(Collected data)
PR #1593, opened 2020-03-26
Bug 1814397: fix wrongful backup of files not originally on the system

yuqi-zhang:
Adds to https://github.com/openshift/machine-config-operator/pull/1586

Add a check for backwards compatibility: basically if the file
doesn't exist in /usr/etc/ and no rpm is claming it, we assume
that the orig file came from a wrongful backup of a MachineConfig
file instead of a RHCOS file.

### DIFF
--- a/pkg/daemon/update.go
+++ b/pkg/daemon/update.go
@@ -782,20 +782,33 @@ func (dn *Daemon) deleteStaleData(oldConfig, newConfig *mcfgv1.MachineConfig) er
 
 	for _, f := range oldConfig.Spec.Config.Storage.Files {
 		if _, ok := newFileSet[f.Path]; !ok {
-			if _, err := os.Stat(noOrigFileName(f.Path)); err == nil {
-				if err := os.Remove(noOrigFileName(f.Path)); err != nil {
-					return errors.Wrapf(err, "deleting no orig file %q: %v", noOrigFileName(f.Path), err)
+			if _, err := os.Stat(noOrigFileStampName(f.Path)); err == nil {
+				if err := os.Remove(noOrigFileStampName(f.Path)); err != nil {
+					return errors.Wrapf(err, "deleting noorig file stamp %q: %v", noOrigFileStampName(f.Path), err)
 				}
 				glog.V(2).Infof("Removing file %q completely", f.Path)
 			} else if _, err := os.Stat(origFileName(f.Path)); err == nil {
-				if out, err := exec.Command("cp", "-a", "--reflink=auto", origFileName(f.Path), f.Path).CombinedOutput(); err != nil {
-					return errors.Wrapf(err, "restoring %q from orig file %q: %s", f.Path, origFileName(f.Path), string(out))
+				// Add a check for backwards compatibility: basically if the file doesn't exist in /usr/etc
+				// and no rpm is claiming it, we assume that the orig file came from a wrongful backup of a
+				// MachineConfig file instead of a file originally on disk. See https://bugzilla.redhat.com/show_bug.cgi?id=1814397
+				if _, err := exec.Command("rpm", "-qf", f.Path).CombinedOutput(); err != nil {
+					if err := os.Remove(origFileName(f.Path)); err != nil {
+						return errors.Wrapf(err, "deleting orig file %q: %v", origFileName(f.Path), err)
+					}
+				} else if _, err := os.Stat("/usr" + f.Path); strings.HasPrefix(f.Path, "/etc") && os.IsNotExist(err) {
+					if err := os.Remove(origFileName(f.Path)); err != nil {
+						return errors.Wrapf(err, "deleting orig file %q: %v", origFileName(f.Path), err)
+					}
+				} else {
+					if out, err := exec.Command("cp", "-a", "--reflink=auto", origFileName(f.Path), f.Path).CombinedOutput(); err != nil {
+						return errors.Wrapf(err, "restoring %q from orig file %q: %s", f.Path, origFileName(f.Path), string(out))
+					}
+					if err := os.Remove(origFileName(f.Path)); err != nil {
+						return errors.Wrapf(err, "deleting orig file %q: %v", origFileName(f.Path), err)
+					}
+					glog.V(2).Infof("Restored file %q", f.Path)
+					continue
 				}
-				if err := os.Remove(origFileName(f.Path)); err != nil {
-					return errors.Wrapf(err, "deleting orig file %q: %v", origFileName(f.Path), err)
-				}
-				glog.V(2).Infof("Restored file %q", f.Path)
-				continue
 			}
 			glog.V(2).Infof("Deleting stale config file: %s", f.Path)
 			if err := os.Remove(f.Path); err != nil {
@@ -1013,23 +1026,30 @@ func origFileName(fpath string) string {
 	return filepath.Join(origParentDir(), fpath+".mcdorig")
 }
 
-func noOrigFileName(fpath string) string {
+// We use this to create a file that indicates that no original file existed on disk
+// when we write a file via a MachineConfig. Otherwise the MCD does not differentiate
+// between "a file existed due to a previous machineconfig" vs "a file existed on disk
+// before the MCD took over". Also see deleteStaleData() above.
+//
+// The "stamp" part of the name indicates it is not an actual backup file, just an
+// empty file to indicate lack of previous existence.
+func noOrigFileStampName(fpath string) string {
 	return filepath.Join(noOrigParentDir(), fpath+".mcdnoorig")
 }
 
 func createOrigFile(fpath string) error {
-	if _, err := os.Stat(noOrigFileName(fpath)); err == nil {
+	if _, err := os.Stat(noOrigFileStampName(fpath)); err == nil {
 		// we already created the no orig file for this default file
 		return nil
 	}
-	if _, err := os.Stat(fpath); err != nil {
-		// create a noorig file that tells the MCD that the file wasn't present on disk in RHCOS
-		// so it can just remove it when deleting stale data, as opposed as restoring a file
-		// that was shipped _with_ RHCOS (e.g. a default chrony config).
-		if err := os.MkdirAll(filepath.Dir(noOrigFileName(fpath)), 0755); err != nil {
+	if _, err := os.Stat(fpath); os.IsNotExist(err) {
+		// create a noorig file that tells the MCD that the file wasn't present on disk before MCD
+		// took over so it can just remove it when deleting stale data, as opposed as restoring a file
+		// that was shipped _with_ the underlying OS (e.g. a default chrony config).
+		if err := os.MkdirAll(filepath.Dir(noOrigFileStampName(fpath)), 0755); err != nil {
 			return errors.Wrapf(err, "creating no orig parent dir: %v", err)
 		}
-		return writeFileAtomicallyWithDefaults(noOrigFileName(fpath), nil)
+		return writeFileAtomicallyWithDefaults(noOrigFileStampName(fpath), nil)
 	}
 	if _, err := os.Stat(origFileName(fpath)); err == nil {
 		// the orig file is already there and we avoid creating a new one to preserve the real default
--- a/pkg/daemon/update.go
+++ b/pkg/daemon/update.go
@@ -782,9 +782,17 @@ func (dn *Daemon) deleteStaleData(oldConfig, newConfig *mcfgv1.MachineConfig) er
 
 	for _, f := range oldConfig.Spec.Config.Storage.Files {
 		if _, ok := newFileSet[f.Path]; !ok {
-			if _, err := os.Stat(origFileName(f.Path)); err == nil {
-				if err := os.Rename(origFileName(f.Path), f.Path); err != nil {
-					return err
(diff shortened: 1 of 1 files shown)


pkg/daemon/update.go
```diff
@@ -788,6 +788,25 @@ func (dn *Daemon) deleteStaleData(oldConfig, newConfig *mcfgv1.MachineConfig) er
 				}
 				glog.V(2).Infof("Removing file %q completely", f.Path)
 			} else if _, err := os.Stat(origFileName(f.Path)); err == nil {
+				// Add a check for backwards compatibility: basically if the file doesn't exist in /usr/etc
+				// and no rpm is claming it, we assume that the orig file came from a wrongful backup of a
+				// MachineConfig file instead of a RHCOS file. See https://bugzilla.redhat.com/show_bug.cgi?id=1814397
+				if strings.HasPrefix(origFileName(f.Path), "/etc") {
+					if _, err := os.Stat("/usr" + origFileName(f.Path)); err != nil {
```
runcom: should this be just `f.Path`? `/usr/etc` contains paths _in_ `/etc` whether `origFileName` turns `f.Path` into `/etc/machine-config-daemon/orig/f.Name` which won't live by default under `/usr/etc` which stores only RHCOS default

pkg/daemon/update.go
```diff
@@ -788,6 +788,25 @@ func (dn *Daemon) deleteStaleData(oldConfig, newConfig *mcfgv1.MachineConfig) er
...
 				glog.V(2).Infof("Removing file %q completely", f.Path)
 			} else if _, err := os.Stat(origFileName(f.Path)); err == nil {
+				// Add a check for backwards compatibility: basically if the file doesn't exist in /usr/etc
+				// and no rpm is claming it, we assume that the orig file came from a wrongful backup of a
+				// MachineConfig file instead of a RHCOS file. See https://bugzilla.redhat.com/show_bug.cgi?id=1814397
+				if _, err := exec.Command("rpm", "-qf", f.Path).CombinedOutput(); err != nil {
+					if err := os.Remove(origFileName(f.Path)); err != nil {
+						return errors.Wrapf(err, "deleting orig file %q: %v", origFileName(f.Path), err)
+					}
+					continue
```
runcom: instead of continuing, should we go ahead at the routine that deletes the file (at https://github.com/openshift/machine-config-operator/pull/1593/commits/7a68edd2d2b87ea481fde86f7c3a5c849565bea4#diff-06961b075f1753956d802ba954d2cfb5R819)

pkg/daemon/update.go
```diff
@@ -788,6 +788,25 @@ func (dn *Daemon) deleteStaleData(oldConfig, newConfig *mcfgv1.MachineConfig) er
...
+				}
+
+				if strings.HasPrefix(f.Path, "/etc") {
+					if _, err := os.Stat("/usr" + f.Path); os.IsNotExist(err) {
+						if err := os.Remove(origFileName(f.Path)); err != nil {
+							return errors.Wrapf(err, "deleting orig file %q: %v", origFileName(f.Path), err)
+						}
+						continue
```
runcom: same q as https://github.com/openshift/machine-config-operator/pull/1593/commits/7a68edd2d2b87ea481fde86f7c3a5c849565bea4#r399142540

runcom:
manually upgraded from 4.2 to 4.4 (with this patch) and it worked just fine, I'm gonna test all the way from 4.1 to fully verify this, otherwise, this replaces https://github.com/openshift/machine-config-operator/pull/1586

/approve

runcom:
The additional patches here are also backported already to https://github.com/openshift/machine-config-operator/pull/1588 - we'd need a 4.3 patch and 4.2 patch anyway but those can wait till we unblock 4.4 as this patch effectively fixes the upgrade.

yuqi-zhang:
Ah, thanks for the fix! Feel free to squash the commits together

pkg/daemon/update.go
```diff
@@ -782,12 +782,35 @@ func (dn *Daemon) deleteStaleData(oldConfig, newConfig *mcfgv1.MachineConfig) er
 
 	for _, f := range oldConfig.Spec.Config.Storage.Files {
 		if _, ok := newFileSet[f.Path]; !ok {
-			if _, err := os.Stat(origFileName(f.Path)); err == nil {
-				if err := os.Rename(origFileName(f.Path), f.Path); err != nil {
-					return err
+			if _, err := os.Stat(noOrigFileName(f.Path)); err == nil {
+				if err := os.Remove(noOrigFileName(f.Path)); err != nil {
+					return errors.Wrapf(err, "deleting no orig file %q: %v", noOrigFileName(f.Path), err)
```
kikisdeliveryservice: this error message seems confusing to a user

pkg/daemon/update.go
```diff
@@ -997,16 +1020,32 @@ func origParentDir() string {
...
 
+func noOrigParentDir() string {
+	return filepath.Join("/etc", "machine-config-daemon", "noorig")
+}
+
 func origFileName(fpath string) string {
 	return filepath.Join(origParentDir(), fpath+".mcdorig")
 }
 
+func noOrigFileName(fpath string) string {
```
kikisdeliveryservice: i dont really understand this naming?  Can we make it clearer since it's not really clear what's going on here... and the naming of this noOrig doesn't really make it clear

kikisdeliveryservice: ie anyone who will have to maintain this in the future is going to have trouble understanding what this is for...

pkg/daemon/update.go
kikisdeliveryservice: To be clear I'm having trouble understanding what this noOrigFile.... stuff is doing.

yuqi-zhang: `noOrig` just means that there was no original file on disk when we tried to write a file via the MCD. This tells the MCD to not revert a file when the last instance of it is deleted in MachineConfigs.

The reasoning is added to `createOrigFile` function. It's also in the commit message. Where else would you like me to add some comments? Or how else would you like it to be named

pkg/daemon/update.go
yuqi-zhang: I can add some comments above this as well. To be clear this is to unblock upgrades for 4.4 and not the most clean long term solution. We are attempting to fix an insidious error that we didn't catch way back

pkg/daemon/update.go
kikisdeliveryservice: maybe noOrigFileFlag or noOrigFileStamp?

yuqi-zhang:
Pushed new commit:
Squashed fixes
Added comments and changed naming for clarity
Add new fix for files that exist in `/etc`

Manually tested to be good for both new and existing scenarios

pkg/daemon/update.go
```diff
@@ -782,12 +782,33 @@ func (dn *Daemon) deleteStaleData(oldConfig, newConfig *mcfgv1.MachineConfig) er
 
 	for _, f := range oldConfig.Spec.Config.Storage.Files {
 		if _, ok := newFileSet[f.Path]; !ok {
-			if _, err := os.Stat(origFileName(f.Path)); err == nil {
-				if err := os.Rename(origFileName(f.Path), f.Path); err != nil {
-					return err
+			if _, err := os.Stat(noOrigFileStampName(f.Path)); err == nil {
+				if err := os.Remove(noOrigFileStampName(f.Path)); err != nil {
+					return errors.Wrapf(err, "deleting no orig file %q: %v", noOrigFileStampName(f.Path), err)
```
kikisdeliveryservice: could you update error message here?

yuqi-zhang:
Modified error msg

Now I think about it technically I think the logic is wrong.

/hold

yuqi-zhang:
/hold cancel

After some more thought I think this is alright. To be clear if we have an `.orig` file, the conditions it will restore is that it must both be a) managed by an RPM and b) exist in the original ostree (if it was in `/etc`).

Is there a scenario where we have an rpm drop in a file in `/etc` but it would not exist in `/usr/etc`? Conversely, is there a scenario where it exists in `/usr/etc` but no rpm is claiming it?

runcom:
> Is there a scenario where we have an rpm drop in a file in `/etc` but it would not exist in `/usr/etc`? 

I think this is only possible if you install an rpm after initial bootstrap + MCO right?

> Conversely, is there a scenario where it exists in `/usr/etc` but no rpm is claiming it?

I think yes, say you installed an RPM with a spec that doesn't claim ownership of a file (it happens a lot, trust me...) but still ships the file under `/etc`

yuqi-zhang:
I can confirm this passes the tests to be added in https://github.com/openshift/machine-config-operator/pull/1590

I can also add a test to ensure existing `.orig`s are properly pruned as a separate PR. For now I have done manual testing and can confirm this should fix those cases.

runcom:
Tested once more an upgrade from 4.2 up to this PR in 4.4 (https://github.com/openshift/machine-config-operator/pull/1588) and the upgrade succeded and all files were correctly pruned.

/lgtm

pkg/daemon/update.go
```diff
@@ -782,20 +782,33 @@ func (dn *Daemon) deleteStaleData(oldConfig, newConfig *mcfgv1.MachineConfig) er
...
-				if err := os.Remove(origFileName(f.Path)); err != nil {
-					return errors.Wrapf(err, "deleting orig file %q: %v", origFileName(f.Path), err)
+				// Add a check for backwards compatibility: basically if the file doesn't exist in /usr/etc
+				// and no rpm is claming it, we assume that the orig file came from a wrongful backup of a
+				// MachineConfig file instead of a RHCOS file. See https://bugzilla.redhat.com/show_bug.cgi?id=1814397
+				if _, err := exec.Command("rpm", "-qf", f.Path).CombinedOutput(); err != nil {
+					if err := os.Remove(origFileName(f.Path)); err != nil {
+						return errors.Wrapf(err, "deleting orig file %q: %v", origFileName(f.Path), err)
+					}
+				} else if _, err := os.Stat("/usr" + f.Path); strings.HasPrefix(f.Path, "/etc") && os.IsNotExist(err) {
```
sinnykumari: I think we should keep /usr/etc/ file content checks only for OSTree based system. On a node containing traditional OS, `else` section would never run because it doesn't have etc content in /usr/etc/ as well.

runcom: right, tho, on normal system /usr/etc isn't containing the base /etc - I agree tho that we need a check just in case of RHCOS-ostree nodes to avoid RHEL hosts misbehaving (remote option but still)

runcom:
/hold

pending Sinny's review

pkg/daemon/update.go
```diff
@@ -997,16 +1018,39 @@ func origParentDir() string {
 	return filepath.Join("/etc", "machine-config-daemon", "orig")
 }
 
+func noOrigParentDir() string {
```
sinnykumari: It will be nice to have description of what this function does.

pkg/daemon/update.go
```diff
@@ -782,12 +782,33 @@ func (dn *Daemon) deleteStaleData(oldConfig, newConfig *mcfgv1.MachineConfig) er
...
-				if err := os.Rename(origFileName(f.Path), f.Path); err != nil {
-					return err
+			if _, err := os.Stat(noOrigFileStampName(f.Path)); err == nil {
+				if err := os.Remove(noOrigFileStampName(f.Path)); err != nil {
+					return errors.Wrapf(err, "deleting noorig file stamp %q: %v", noOrigFileStampName(f.Path), err)
+				}
+				glog.V(2).Infof("Removing file %q completely", f.Path)
+			} else if _, err := os.Stat(origFileName(f.Path)); err == nil {
+				// Add a check for backwards compatibility: basically if the file doesn't exist in /usr/etc
+				// and no rpm is claming it, we assume that the orig file came from a wrongful backup of a
```
sinnykumari: typo s/claming/claiming/

pkg/daemon/update.go
```diff
@@ -782,12 +782,33 @@ func (dn *Daemon) deleteStaleData(oldConfig, newConfig *mcfgv1.MachineConfig) er
...
+				// MachineConfig file instead of a RHCOS file. See https://bugzilla.redhat.com/show_bug.cgi?id=1814397
```
sinnykumari: Since [FCOS support has been added](https://github.com/openshift/machine-config-operator/pull/1496), saying CoreOS instead of RHCOS would be more generic

pkg/daemon/update.go
```diff
@@ -997,16 +1018,39 @@ func origParentDir() string {
...
 func createOrigFile(fpath string) error {
-	if _, err := os.Stat(fpath); err != nil {
-		// the file isn't there, no need to back it up
-		// we could check ENOENT only maybe?
+	if _, err := os.Stat(noOrigFileStampName(fpath)); err == nil {
+		// we already created the no orig file for this default file
 		return nil
 	}
+	if _, err := os.Stat(fpath); os.IsNotExist(err) {
+		// create a noorig file that tells the MCD that the file wasn't present on disk in RHCOS
```
sinnykumari: similar to previous comment
s/RHCOS/CoreOS

yuqi-zhang:
Added extra check per comment and fixed up some typos

sinnykumari:
Looks sane to me
/hold cancel
/approve

runcom:
uhm, wondering if something broke the install but weird it's on for e2e-aws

◆ Your task: The answer must be a single number: how many lines above contain the word "MkdirAll".

◆ Result for this task: 2